Consider this article as a first introduction to using variables in the SQL Window. The use of variables opens up a wide variety of smart scripts that really can help automate your usage of MapInfo Pro.
From the SQL Window, select Edit Variables in the Variables dropdown. Note that you need to be using MapInfo Pro v2019.3 for this dropdown to exist in the SQL Window.
In the dialog Edit Variables, we need to add two variables. Use the Add button to add these. Then select the first from the list and give it a reasonable name. I tend to prefix my variables with typically a single character that describes what values the variable holds. For the first variables which will hold the filename of the table to open, I prefix it with an "s" as it holds strings.
We'll dive into some of settings for the variables below. You can however see that there is a rich set of capabilities that can be exposed by using the variables.

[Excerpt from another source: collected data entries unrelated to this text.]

PR #4463, opened 2022-02-25
[Quantum] Output error information in table when Quantum job fails

warren-jones:
Modified the Quantum CLI extension code to output error information when a job fails and the CLI output format parameter "-o table" has been specified.  The error message was nested too deeply in the Quantum provider's response for normal table formatting to display it.

The new output looks like this:
```
Status    Error Code             Error Message              Target          Job ID                                Submission Time
--------  ---------------------  -------------------------  --------------  ------------------------------------  --------------------------------
Failed    InsufficientResources  Too many qubits requested  ionq.simulator  19f19add-4617-4cd6-8ec6-66d0b055d332  2022-02-25T18:56:53.275035+00:00
```
---


yonzhan:
Quantum

warren-jones:
@vxfield, Please review

src/quantum/azext_quantum/commands.py
```diff
@@ -94,6 +98,30 @@ def one(key, value):
...
 
+    elif 'errorData' in results:
+        notFound = 'Not found'
+        status = notFound
+        errorCode = notFound
+        errorMessage = notFound
+        target = notFound
+        jobId = notFound
+        submissionTime = notFound
+        if 'status' in results:
```
vxfield, line 109: Might be better to use [inline ternary operator](https://pythonexamples.org/python-ternary-operator/) instead of these `if` statements

vxfield (approved):
Approved with a suggestion

src/quantum/azext_quantum/commands.py
```diff
@@ -94,6 +98,30 @@ def one(key, value):
...
+        if 'code' in errorData:
+            errorCode = errorData['code']
+        if 'message' in errorData:
+            errorMessage = errorData['message']
+        if 'target' in results:
+            target = results['target']
+        if 'id' in results:
+            jobId = results['id']
+        if 'creationTime' in results:
+            submissionTime = results['creationTime']
```
wangzelin007, line 121:
```suggestion
    elif 'errorData' in results:
        notFound = 'Not found'
        errorData = results['errorData']
        status = results.get('status', notFound)
        errorCode = errorData.get('code', notFound)
        errorMessage = errorData.get('message', notFound)
        target = results.get('target', notFound)
        jobId = results.get('id', notFound)
        submissionTime = results.get('creationTime', notFound)
```

src/quantum/azext_quantum/commands.py
warren-jones: Thanks, XField, I really appreciate you pointing out the Python ternary operator, and I will definitely keep that construct in mind for future Python adventures, but in this instance I’d like to go with Zelin’s suggestion below to use the dict.get() function.

src/quantum/azext_quantum/commands.py
warren-jones: Good call Zelin -- My original 18 lines are condensed into 6, and it still protects against raising a KeyError like my more verbose series of “if…in” statements would.  Thanks! 👍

Select the variable from the list, and use the fields below to control the settings of the variable:
Name: I name the first variable sFile as it holds a filename in the form of a string variable.
Type: The type must be File as it will prompt the user to select an existing tab file.

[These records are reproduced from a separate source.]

PR #4468, opened 2022-02-25
ADAL to MSAL move for cli>=2.30.0

sirireddy12:
PR Description:

2.30 version az cli has moved from ADAL to MSAL and as a part of this, "accesstoken.json" file which used to store logged in user access token and refresh token has been removed. Az connectedk8s proxy scenario has a dependency on same to read refresh token and pass it to our Go application to generate PoP token. 

We have worked with MSAL team for an alternative approach to support this migration .  Our PoP contract expects a token with CNF claim. According to MSAL team's suggestion, we are retrieving JWT token with ‘cnf’ claim using [MSAL API](https://github.com/Azure/azure-cli/blob/c6f89e9f5c9f222cfa59e3a27e0efd08828fad60/src/azure-cli-core/azure/cli/core/_profile.py#L300) . We have made changes in our Go application(which generates the PoP token) to accept this Jwt token and further generate PoP token using that token.


yonzhan:
connectedK8S

src/connectedk8s/azext_connectedk8s/_constants.py
```diff
@@ -113,7 +113,12 @@
 CC_Provider_Namespace_Not_Registered_Fault_Type = "Connected Cluster Provider MS.K8 namespace not registered"
 Default_Namespace_Does_Not_Exist_Fault_Type = "The default namespace defined in the kubeconfig doesn't exist on the kubernetes cluster."
 ClusterConnect_Not_Present_Fault_Type = "cluster-connect-feature-unavailable"
-CLIENT_PROXY_VERSION = '1.3.018101'
+KAP_1P_Server_App_Scope = "6256c85f-0aad-4d50-b960-e6e9b21efe35/.default"
+KAP_1P_Server_AppId = "6256c85f-0aad-4d50-b960-e6e9b21efe35"
+Get_PublicKey_Info_Fault_Type = 'Error while fetching the PoP publickey information from CSP'
+PoP_Public_Key_Expried_Fault_Type = 'The PoP public key used to generate the at has expired'
+AZ_CLI_ADAL_TO_MSAL_MIGRATE_VERSION = '2.30.0'
+CLIENT_PROXY_VERSION = '3'
```
sirireddy12, line 121: update it after csp team releases prod version

src/connectedk8s/azext_connectedk8s/custom.py
```diff
@@ -1915,20 +1917,30 @@ def client_side_proxy(cmd,
...
-            # Needed to prevent skip tls warning from printing to the console
-            original_stderr = sys.stderr
-            f = open(os.devnull, 'w')
-            sys.stderr = f
-
-            make_api_call_with_retries(identity_uri, identity_data, False, consts.Post_RefreshToken_Fault_Type,
-                                       'Unable to post refresh token details to clientproxy',
-                                       "Failed to pass refresh token details to proxy.", clientproxy_process)
-            sys.stderr = original_stderr
+        if not utils.is_cli_using_msal_auth():  # refresh token approach if cli is ADAL auth. This is for cli < 2.30.0
```
sirireddy12, line 1920: typo

zhoxing-ms:
@sirireddy12 Could you sync code from the remote main branch, so that this PR can skip the test issues of other modules

src/connectedk8s/azext_connectedk8s/custom.py
sirireddy12: done

sirireddy12:
> @sirireddy12 Could you sync code from the remote main branch, so that this PR can skip the test issues of other modules

done, thanks

src/connectedk8s/azext_connectedk8s/custom.py
```diff
@@ -1915,20 +1917,30 @@ def client_side_proxy(cmd,
...
+                original_stderr = sys.stderr
+                f = open(os.devnull, 'w')
+                sys.stderr = f
+
+                make_api_call_with_retries(identity_uri, identity_data, "post", False, consts.Post_RefreshToken_Fault_Type,
+                                           'Unable to post refresh token details to clientproxy',
+                                           "Failed to pass refresh token details to proxy.", clientproxy_process)
+                sys.stderr = original_stderr
+
+    if utils.is_cli_using_msal_auth():  # jwt token approach if cli is using MSAL. This is for cli >= 2.30.0
```
krdhruva, line 1936: can be moved to else?

src/connectedk8s/azext_connectedk8s/_constants.py
```diff
@@ -113,7 +113,12 @@
 CC_Provider_Namespace_Not_Registered_Fault_Type = "Connected Cluster Provider MS.K8 namespace not registered"
 Default_Namespace_Does_Not_Exist_Fault_Type = "The default namespace defined in the kubeconfig doesn't exist on the kubernetes cluster."
 ClusterConnect_Not_Present_Fault_Type = "cluster-connect-feature-unavailable"
-CLIENT_PROXY_VERSION = '1.3.018101'
+KAP_1P_Server_App_Scope = "6256c85f-0aad-4d50-b960-e6e9b21efe35/.default"
+KAP_1P_Server_AppId = "6256c85f-0aad-4d50-b960-e6e9b21efe35"
+Get_PublicKey_Info_Fault_Type = 'Error while fetching the PoP publickey information from CSP'
```
krdhruva, line 118: client proxy?

sirireddy12: Since we will be doing the GET call on CSP's endpoint - "https://localhost:{api_server_port}/identity/poppublickey to get the publickey" to get the publickey, I mentioned CSP in the fault type also

src/connectedk8s/azext_connectedk8s/custom.py
```diff
@@ -1882,7 +1884,7 @@ def client_side_proxy(cmd,
                       clientproxy_process=None):
 
     subscription_id = get_subscription_id(cmd.cli_ctx)
-
+    tenantId = _graph_client_factory(cmd.cli_ctx).config.tenant_id
```
krdhruva, line 1887: I think we made this change in earlier PR.

sirireddy12: We concluded that we won't make that change for proxy command right. Since there can be customers like backup team, who are using the additional values.yml  to set KAP tenantID. Due to this, KAP will contain user's tenantID and not resource's tenantID.

src/connectedk8s/azext_connectedk8s/custom.py
```diff
@@ -1915,20 +1917,30 @@ def client_side_proxy(cmd,
...
+
+                make_api_call_with_retries(identity_uri, identity_data, "post", False, consts.Post_RefreshToken_Fault_Type,
+                                           'Unable to post refresh token details to clientproxy',
+                                           "Failed to pass refresh token details to proxy.", clientproxy_process)
+                sys.stderr = original_stderr
+
+    if utils.is_cli_using_msal_auth():  # jwt token approach if cli is using MSAL. This is for cli >= 2.30.0
+        kid = fetch_pop_publickey_kid(api_server_port, clientproxy_process)
+        post_at_response = fetch_and_post_at_to_csp(cmd, api_server_port, tenantId, kid, clientproxy_process)
+        if post_at_response.status_code == 500 and "public key expired" in post_at_response.text:  # pop public key must have been rotated
```
krdhruva, line 1939: what will be the experience for other error scenarios?

src/connectedk8s/azext_connectedk8s/custom.py
```diff
@@ -1989,6 +2001,51 @@ def make_api_call_with_retries(uri, data, tls_verify, fault_type, summary, cli_e
                 close_subprocess_and_raise_cli_error(clientproxy_process, cli_error + str(e))
 
 
+def fetch_pop_publickey_kid(api_server_port, clientproxy_process):
```
krdhruva, line 2004: better to move this to pop specific class than overloading custom.py

src/connectedk8s/azext_connectedk8s/custom.py
```diff
@@ -1915,20 +1917,30 @@ def client_side_proxy(cmd,
...
+                identity_data['refreshToken'] = creds
+                identity_uri = f'https://localhost:{api_server_port}/identity/rt'
+
+                # Needed to prevent skip tls warning from printing to the console
+                original_stderr = sys.stderr
+                f = open(os.devnull, 'w')
+                sys.stderr = f
+
+                make_api_call_with_retries(identity_uri, identity_data, "post", False, consts.Post_RefreshToken_Fault_Type,
+                                           'Unable to post refresh token details to clientproxy',
```
krdhruva, line 1932: any reason on different wording for both msgs?

src/connectedk8s/azext_connectedk8s/custom.py
```diff
@@ -1989,6 +2001,51 @@ def make_api_call_with_retries(uri, data, tls_verify, fault_type, summary, cli_e
...
+    requestbody = {}
+    poppublickey_uri = f'https://localhost:{api_server_port}/identity/poppublickey'
+    # Needed to prevent skip tls warning from printing to the console
+    original_stderr = sys.stderr
+    f = open(os.devnull, 'w')
+    sys.stderr = f
+
+    get_publickey_response = make_api_call_with_retries(poppublickey_uri, requestbody, "get", False, consts.Get_PublicKey_Info_Fault_Type,
+                                                        'Unable to fetch public key info from clientproxy',
+                                                        "Failed to fetch public key info from client proxy", clientproxy_process)
```
krdhruva, line 2014: same comment on wording as above.

src/connectedk8s/azext_connectedk8s/custom.py
```diff
@@ -1989,6 +2001,51 @@ def make_api_call_with_retries(uri, data, tls_verify, fault_type, summary, cli_e
...
+
+    sys.stderr = original_stderr
+    publickey_info = json.loads(get_publickey_response.text)
```
krdhruva, line 2017: Do we get TP also as part of response which we can reuse?

src/connectedk8s/azext_connectedk8s/custom.py
sirireddy12: I don't think there's any specific reason. It was like this earlier also, so I didn't modify it while moving it to "if" condition

src/connectedk8s/azext_connectedk8s/custom.py
```diff
@@ -1989,6 +2001,51 @@ def make_api_call_with_retries(uri, data, tls_verify, fault_type, summary, cli_e
...
+    req_cnfJSON = {"kid": kid, "xms_ksl": "sw"}
+    req_cnf = base64.urlsafe_b64encode(json.dumps(req_cnfJSON).encode('utf-8')).decode('utf-8')
+
+    # remove padding '=' character
+    if req_cnf[len(req_cnf) - 1] == '=':
+        req_cnf = req_cnf[:-1]
+
+    token_data = {"token_type": "pop", "key_id": kid, "req_cnf": req_cnf}
+    profile = Profile(cli_ctx=cmd.cli_ctx)
+    credential, _, _ = profile.get_login_credentials(subscription_id=profile.get_subscription()["id"], resource=consts.KAP_1P_Server_App_Scope)
```
krdhruva, line 2033: what are other two return objects? Can this method throw exception?

src/connectedk8s/azext_connectedk8s/custom.py
```diff
@@ -1989,6 +2001,51 @@ def make_api_call_with_retries(uri, data, tls_verify, fault_type, summary, cli_e
...
+    accessToken = credential.get_token(consts.KAP_1P_Server_App_Scope, data=token_data)
+    jwtToken = accessToken.token
+
+    jwtTokenData = {"accessToken": jwtToken, "serverId": consts.KAP_1P_Server_AppId, "tenantID": tenantId, "kid": kid}
+    post_at_uri = f'https://localhost:{api_server_port}/identity/at'
+    # Needed to prevent skip tls warning from printing to the console
+    original_stderr = sys.stderr
+    f = open(os.devnull, 'w')
+    sys.stderr = f
+    post_at_response = make_api_call_with_retries(post_at_uri, jwtTokenData, "post", False, consts.PublicKey_Export_Fault_Type, 'pass', "pass", clientproxy_process)
```
krdhruva, line 2043: Is it assumption that this call will never fail? Didn't get the meaning of `pass` as error message.

src/connectedk8s/azext_connectedk8s/custom.py
krdhruva, line 1939: For my clarity: Will this code executed as we are calling `close_subprocess_and_raise_cli_error` in the end of `make_api_call_with_retries`?

src/connectedk8s/azext_connectedk8s/custom.py
```diff
@@ -1975,10 +1987,10 @@ def client_side_proxy(cmd,
     return expiry, clientproxy_process
 
 
-def make_api_call_with_retries(uri, data, tls_verify, fault_type, summary, cli_error, clientproxy_process):
+def make_api_call_with_retries(uri, data, method, tls_verify, fault_type, summary, cli_error, clientproxy_process):
```
krdhruva, line 1990: nit: this can be moved to utils

src/connectedk8s/azext_connectedk8s/custom.py
sirireddy12: close_subprocess_and_raise_cli_error will happen only when there is an exception while making the CSP api call. That is, if at all CSP process is not up and took longer to start, then the API call which we're making will not find the endpoint and it will throw an exception. In that case we'll retry and close the process after retries exhaust. But, in this case of "500" response, we will get a proper error response and it is not an exception. Which is why, this code will be executed and we will refresh the PoP public key also

sirireddy12: I have the tested it also by setting publickey expiry to 10 mins

src/connectedk8s/azext_connectedk8s/_constants.py
sirireddy12: just realized that you meant to rename CSP to client proxy

src/connectedk8s/azext_connectedk8s/custom.py
sirireddy12: Also, I don't think we should modify it now. Reason- we have been dumping telemetry with this summary since so long, and modifying it now might bring some confusion which fetching telemetry for this particular case. Let me know what you think

krdhruva (changes requested):
🕐

src/connectedk8s/azext_connectedk8s/custom.py
krdhruva: Yes, didn't understand why this reflected as change. Are we reverting that changes in this PR?

src/connectedk8s/azext_connectedk8s/_constants.py
sirireddy12: Done. renamed it to client proxy

src/connectedk8s/azext_connectedk8s/custom.py
sirireddy12: Updated it to handle other errors like non 200/500 responses

src/connectedk8s/azext_connectedk8s/custom.py
sirireddy12: Sure, created seperate one named "clientproxyutils" and moved all CSP related utils to that

src/connectedk8s/azext_connectedk8s/custom.py
sirireddy12: Modified the wording to be similar since it's a new telemetry summary

src/connectedk8s/azext_connectedk8s/custom.py
sirireddy12: subID and tenantID are the two other objects. get_login_creds won't throw an exception but it's a good idea to capsule the AT fetch part in try catch . Thanks for pointing out. Updated it to handle any exceptions

src/connectedk8s/azext_connectedk8s/custom.py
sirireddy12: My bad. It was set to 'pass' while testing the dev build . Corrected it now

src/connectedk8s/azext_connectedk8s/_constants.py
sirireddy12: Updated the csp version with prod version number. Yet to test with prod version

src/connectedk8s/azext_connectedk8s/_constants.py
krdhruva: CSP is still present in error message. Have you pushed the change?

src/connectedk8s/azext_connectedk8s/custom.py
krdhruva: I meant `req_cnfJSON = {"kid": kid, "xms_ksl": "sw"}` part which we create on our side. So was curious about response.

krdhruva:
Not related to this PR but I observed we have added all error messages and summary in code itself. Does we need to consider localization of those messages? If so, we should move all messages to separate file and load from there. We can have work item to track this work separately.

krdhruva (approved):

src/connectedk8s/azext_connectedk8s/custom.py
sirireddy12: Got it. We don't get that as part of the response

src/connectedk8s/azext_connectedk8s/_utils.py
```diff
@@ -444,3 +446,26 @@ def validate_node_api_response(api_instance, node_api_response):
...
+def is_cli_using_msal_auth():
+        response_cli_version = az_cli("version --output json")
+        try:
+            cli_version = response_cli_version['azure-cli']
+        except Exception as ex:
+            raise CLIInternalError("Unable to decode the az cli version installed: {}".format(str(ex)))
+        if version.parse(cli_version) >= version.parse(consts.AZ_CLI_ADAL_TO_MSAL_MIGRATE_VERSION):
+            return True
+        else:
+            return False
```
zhoxing-ms, line 471:
```suggestion
def is_cli_using_msal_auth():
    response_cli_version = az_cli("version --output json")
    try:
        cli_version = response_cli_version['azure-cli']
    except Exception as ex:
        raise CLIInternalError("Unable to decode the az cli version installed: {}".format(str(ex)))
    if version.parse(cli_version) >= version.parse(consts.AZ_CLI_ADAL_TO_MSAL_MIGRATE_VERSION):
        return True
    else:
        return False
```

src/connectedk8s/azext_connectedk8s/azext_metadata.json
```diff
@@ -1,6 +1,5 @@
 {
     "name": "connectedk8s",
     "version": "1.2.1",
-    "azext.minCliCoreVersion": "2.16.0",
-    "azext.maxCliCoreVersion": "2.29.0"
+    "azext.minCliCoreVersion": "2.16.0"
```
zhoxing-ms, line 4: The modification here is because migrating `MSAL` can be compatible with the higher version of `azure-cli-core`, right?

zhoxing-ms:
Could you add some test cases for those changes?

src/connectedk8s/azext_connectedk8s/azext_metadata.json
sirireddy12: Yes that's right.

sirireddy12:
> Could you add some test cases for those changes?

We are tracking a separate WI to author test cases. We will be increasing the test coverage with that. Can we go ahead with this PR?

zhoxing-ms:
> We are tracking a separate WI to author test cases. We will be increasing the test coverage with that. Can we go ahead with this PR?

OK

src/connectedk8s/azext_connectedk8s/_clientproxyutils.py
```diff
@@ -0,0 +1,135 @@
...
+    # remove padding '=' character
+    if req_cnf[len(req_cnf) - 1] == '=':
+        req_cnf = req_cnf[:-1]
+
+    token_data = {"token_type": "pop", "key_id": kid, "req_cnf": req_cnf}
+    profile = Profile(cli_ctx=cmd.cli_ctx)
+    try:
+        credential, _, _ = profile.get_login_credentials(subscription_id=profile.get_subscription()["id"], resource=consts.KAP_1P_Server_App_Scope)
+        accessToken = credential.get_token(consts.KAP_1P_Server_App_Scope, data=token_data)
+        jwtToken = accessToken.token
```
jiasli, line 97: Is this supported by MSAL? Could you please add some PR description explaining how this works?

src/connectedk8s/azext_connectedk8s/_clientproxyutils.py
```diff
@@ -0,0 +1,135 @@
...
+    sys.stderr = original_stderr
+    publickey_info = json.loads(get_publickey_response.text)
+    kid = publickey_info['publicKey']['kid']
+
+    return kid
+
+
+def fetch_and_post_at_to_csp(cmd, api_server_port, tenantId, kid, clientproxy_process):
+    req_cnfJSON = {"kid": kid, "xms_ksl": "sw"}
+    req_cnf = base64.urlsafe_b64encode(json.dumps(req_cnfJSON).encode('utf-8')).decode('utf-8')
```
jiasli, line 86: VM SSH doesn't require `req_cnf` to be base64-encoded:

https://github.com/Azure/azure-cli-extensions/blob/2ce2a17ed87b194ab1088705ba31a2c267d79c50/src/ssh/azext_ssh/custom.py#L187-L193

Is this necessary?

jiasli: This is an example of real-life SSH `data`:

{'token_type': 'ssh-cert', 'req_cnf': '{"kty": "RSA", "n": "ALy4dqBiZKiT3EPSo...", "e": "AQAB", "kid": "5a0ecc0b859302c966b63087c6ade42b44ab52101afb8894d9ba26fd1978318d"}', 'key_id': '5a0ecc0b859302c966b63087c6ade42b44ab52101afb8894d9ba26fd1978318d'}

krdhruva: PoP support contract is bit different than ssh cert. We need `req_cnf` to generate PoP token.

src/connectedk8s/azext_connectedk8s/_clientproxyutils.py
sirireddy12: Done, Added the detailed description

src/connectedk8s/azext_connectedk8s/_clientproxyutils.py
jiasli: No. I am not saying VM SSH doesn't require `req_cnf`. It's just VM SSH doesn't require `req_cnf` to be **base64-encoded**.

src/connectedk8s/azext_connectedk8s/_clientproxyutils.py
jiasli: > We have made changes in our Go application(which generates the PoP token) to accept this Jwt token and further generate PoP token using that token.

Is this implementation open-source? If so, could you link to it?

sirireddy12: It's not open-source. But I believe you'll have access - https://msazure.visualstudio.com/One/_git/AzureArc-GuestProxy?path=%2Fpkg%2Fadal-with-pop&version=GBmaster&_a=contents

src/connectedk8s/azext_connectedk8s/_clientproxyutils.py
sirireddy12: In our PoP contract our Go app expects it to be base64 encoded - https://msazure.visualstudio.com/One/_git/AzureArc-GuestProxy?path=/pkg/adal-with-pop/popkey.go&version=GBmaster&line=96&lineEnd=98&lineStartColumn=1&lineEndColumn=71&lineStyle=plain&_a=contents

jiasli (approved):

zhoxing-ms (approved):

src/connectedk8s/azext_connectedk8s/_clientproxyutils.py
rayluo: First of all, congrats to @sirireddy12 and @krdhruva  that this experiment we discussed in January worked out nicely. :-)

I did not notice this PR earlier, and I know it is now merged. Just want to share my 2 cents on this topic.

> > `req_cnf` to be base64-encoded.
> > Is this necessary?
>
> In our PoP contract, [our Go app expects it to be base64 encoded](https://msazure.visualstudio.com/One/_git/AzureArc-GuestProxy?path=/pkg/adal-with-pop/popkey.go&version=GBmaster&line=96&lineEnd=98&lineStartColumn=1&lineEndColumn=71&lineStyle=plain&_a=contents)

The link above is the Go app's implementation which expects the `req_cnf` to be base64-encoded. But do we have that "our PoP contract"? Is the base64 encoding requirement defined in that contract? I got an impression from [this open document](https://datatracker.ietf.org/doc/html/draft-ietf-ace-oauth-params-16#section-3) and its subsequent examples that the `req_cnf` payload does not have base64 encoding.

You don't have to make any changes, if the current base64 encoding behavior is what your internal design requires, and you do not want to adjust it. It is just that the long term maintenance burden would be on the Azure CLI extensions code base: future maintainers would somehow need to know "extension Foo needs base64 encoding, extension Bar does not", and this kind of conversation would provide some context for that future maintainer.

jiasli: This is also my understanding and thoughts. @sirireddy12, I still think it would be better to draft some design spec in the extension source code for future developers or maintainers to understand how "your PoP contract" works.

sirireddy12: Hey @jiasli / @rayluo , missed this comment. Sure, let me work with my partner team and draft up a one pager about the PoP contract and details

Prompt: This text is shown next to the control in the dialog.
Help Text: This is shown when you hold your mouse over the control in the dialog. Can be more descriptive than the prompt.
Properties: Through the properties for this control, I can specify what file types to prompt the user to open. In our example, we want the user to open tab files, so I specify Extension=TAB.
Now Add and Select another variable via the Add button.
Name: For Name I specify sAlias as this will hold the name the table will be opened using in the form of a string.
Type: This time I select String as the type as I want the user to manually enter the alias to open the table under.
Prompt: This is the text to show next to the control in the dialog. I keep it simple.
Help Text: Here you can add a bit more description and maybe even include some rules like should not hold spaces, be less than 30 characters etc. Some of these are handled by the script other limitations are controlled using the Properties.
Hit the OK button to save your variable, and you are back in the SQL Window where it is time to put the variable into play.
Now it's time to build the expression that opens a table under a given alias. This is straightforward when you know what to do. You only need the MapBasic statement Open Table as it holds all the options we need.
As you write your statement, you can use the Variables dropdown to insert the variables in the expression.
The final expression which is only a single statement looks like this:
Open Table sFile As PathToTableName$(sAlias) Interactive View Automatic
The clever thing about using the Variables is that MapInfo Pro builds the dialog and prompts the user for input for the variables before running the script. Also notice that I have made sure that the Alias entered by the user can be used as an alias by converting it into a table name using the PathToTableName$() function. This function makes sure spaces are converted to underscores, the name is limited to 30 characters and other rules to a table name needs to comply to.
Finally, you need to rename your script, save it and potentially mark it as a favorite script to make it appear in the Favorites section of the SQL dropdown for easy access. All these options can be found on the right side of the Scripts dropdown in the SQL Window.
To use the script, you can of course run it directly from the SQL Window. This is useful while you are building the script.
Once the script is ready, and you have marked it as a favorite, the script will appear in the Favorites section of the SQL dropdown. All you need to do to run it is to click on it in the list. You can also use the small Edit icon on the right side of the dropdown, to open the script in the SQL Window in case you need to modify it.
I have attached this script as a zip file to this article. You can download it and unpack it into your Saved Scripts folder. Check the Directory preferences, if you aren't sure where that folder is.
I hope this article gave you some ideas on how you can benefit from the Variables in the SQL Window.